Что изменилось в вашей семье
Состав семьи у нас был «большой» – мать и я. Мой брат ушел в армию - еще войны не было, и он служил на западной границе. У нас было последнее письмо оттуда треугольничком – как война началась, конвертов нету, разрешили треугольнички. Письмо напишет, свернет треугольничком и высылает.
Брата сразу на третий день войны взяли в плен. Мать спросила, почему нету писем, ей сообщили, что он пропал без вести. Потом, после войны, когда я начал интересоваться судьбой брата, мне сообщили, что на третий день войны он попал в плен. 24 июня их забрали в плен, до января он пробыл в лагере, а в январе умер. Я писал в ГДР и спросил, от чего там умирали военнопленные? Ну, отчего – от болезней, от плохого питания, питались брюквой, больше ничего не было. Все это было отражено в ответе на мой запрос о судьбе брата. Там написали, что такого-то числа освободили Шталах, и там приказ, номер, обнаружили, что Осадчий умер. А раз умер, значит, что он не служил немцам. Мы не знали, что он умер, мы знали, что пропал без вести. В восьмидесятые я только узнал.
У нас к концу войны Осадчих не осталось. Как началась война, дядьку моего крестного забрали, семья была четверо детей, детей тетки разобрали и увезли туда, где они жили, а жили они в Средней Азии. Деда посадили, бабушка тоже туда уехала, остальные сразу жили в других местах.
Как учились
Наша школа, четвертая, сейчас ее уже нету, она была деревянная и наверху одна комнатка была, второй этаж. И сразу нашу школу закрыли, там разместилась казарма. Мы туда если приходили, то видели, что мужики там военную форму примеряют, шагистикой занимаются на плацу.
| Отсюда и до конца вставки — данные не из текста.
PR #4213, opened 2025-05-15
fix: missing ariaDescribedBy property for form-components

### LINKED ISSUE #4212: Attribute `aria-describedby` is not considered for multiple form elements

- [x] All
- [ ] HTML
- [ ] React
- [ ] Angular
- [ ] Vue
- [ ] Web components
- [ ] Power Apps

### Reproduction case

Compared to `DBInput`, it is not possible to add an `aria-describedBy` attribute to other form elements.
Passing this information is ignored and but it shouldn't. 
Similiar to `DBInput` where the property is checked and used if passed, it should also be possible to pass a property for other form elements like `DBCheckbox` or `DBSelect`. It should also be documented.

**DBInput:**

```jsx
aria-describedby={props.ariaDescribedBy ?? state._descByIds}
```

See: https://github.com/db-ux-design-system/core-web/blob/main/packages/components/src/components/input/input.lite.tsx#L250

**DBSelect:**

```jsx
aria-describedby={state._descByIds}
```

See: https://github.com/db-ux-design-system/core-web/blob/main/packages/components/src/components/select/select.lite.tsx#L233
Or Checkbox - see: https://github.com/db-ux-design-system/core-web/blob/main/packages/components/src/components/checkbox/checkbox.lite.tsx#L207

### Expected Behaviour

All form elements should allow to pass a `aria-describedBy` prop (or `ariaDescribedBy`)

### Screenshots

_No response_

### Browser version

None

_No response_

nmerget:
## Proposed changes

closes #4212

## Types of changes


packages/components/src/components/checkbox/checkbox.lite.tsx
```diff
@@ -204,7 +204,7 @@ export default function DBCheckbox(props: DBCheckboxProps) {
 					onFocus={(event: InteractionEvent<HTMLInputElement>) =>
 						state.handleFocus(event)
 					}
-					aria-describedby={state._descByIds}
+					aria-describedby={props.ariaDescribedBy ?? state._descByIds}
```
mfranzke, line 207: @nmerget `aria-describedby` values could get chained, separated by spaces, to define more than one elements containing text describing an element. Do we want to replace our internal relationships or shouldn't these be additive?

mfranzke (approved):

packages/components/src/components/checkbox/checkbox.lite.tsx
nmerget: I think it should be a replacement

PR #4238, opened 2025-05-20
fix: additional custom select issues

### LINKED ISSUE #4236: DBCustomSelect property `tagWrapping` does not exist

- [ ] All
- [ ] HTML
- [x] React
- [ ] Angular
- [ ] Vue
- [ ] Web components
- [ ] Power Apps

### Reproduction case

The documentation doe the `DBCustomSelect` shows in the code examples the property `tagWrapping="grow"`. This seems not to exist (tested in React).

Image

Image

### Expected Behaviour

The property should probably exist or the documentation should be changed

### Screenshots

_No response_

### Browser version

Edge

_No response_

### LINKED ISSUE #4237: DBCustomSelect in DBAccordion shows multiple carets

- [x] All
- [ ] HTML
- [x] React
- [ ] Angular
- [ ] Vue
- [ ] Web components
- [ ] Power Apps

### Reproduction case

Using a `DBCustomSelect` within a `DBAccordion` will have side effect of the styles for both components.
In the result, the `DBCustomSelect` show two caret icons when the `DBAccordion` is open. @nmerget  we already had a look at it and I think you've already fixed it 😄 

Image

### Expected Behaviour

Only one caret is enough =)

### Screenshots

_No response_

### Browser version

None

_No response_

nmerget:
## Proposed changes

closes #4237
closes #4236

## Types of changes

### DIFF
--- a/packages/components/src/components/accordion-item/accordion-item.scss
+++ b/packages/components/src/components/accordion-item/accordion-item.scss
@@ -13,13 +13,13 @@
 
 	> details {
 		&[open] {
-			summary + div {
+			> summary + div {
 				block-size: auto;
 				/* stylelint-disable-next-line declaration-property-value-no-unknown */
 				block-size: calc-size(auto, size);
 			}
 
-			summary::after {
+			> summary::after {
 				transform: form-components.$dropdown-icon-transform;
 			}
 		}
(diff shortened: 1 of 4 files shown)


packages/components/src/components/accordion-item/accordion-item.scss
```diff
@@ -28,56 +28,52 @@
 			pointer-events: none;
 			opacity: component.$default-disabled;
 		}
-	}
 
-	@media screen and (prefers-reduced-motion: reduce) {
-		summary + div {
+		@media screen and (prefers-reduced-motion: no-preference) {
```
michaelmkraus, line 32: Changed from prefers-reduced-motion: reduce to prefers-reduced-motion: no-preference. Was this switch intentional?

nmerget: Yes I reverted the selector below to reduce the amount of css

michaelmkraus (approved):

Тогда четвертая школа стояла на Алейском, а до самого Рубцовского площадь была абсолютно пустая. И вот я помню, учились мы в школе с печным отоплением, и в большие морозы там не всегда было тепло. Шестой класс, мы уже считали себя взрослыми, потому что седьмой был уже выпускной. А так как у нас радио в доме нашем не было, я не знал, какой мороз на улице, можно ли идти в школу, я всегда приходил туда, нас из двух классов собиралось человек шестнадцать. И вот мы в самый теплый класс, в нем было меньше окон – два окна всего было, а в остальных классах окна были прям во всю стену и было холодно. А в этом классе все равно чернила замерзали, мы сидели в пальто, ну какие там занятия. Писали на газетах, книги какие-нибудь ненужные использовали, какие-нибудь технические, которые нам были непонятны, дома находили, у кого что попадалось под руку.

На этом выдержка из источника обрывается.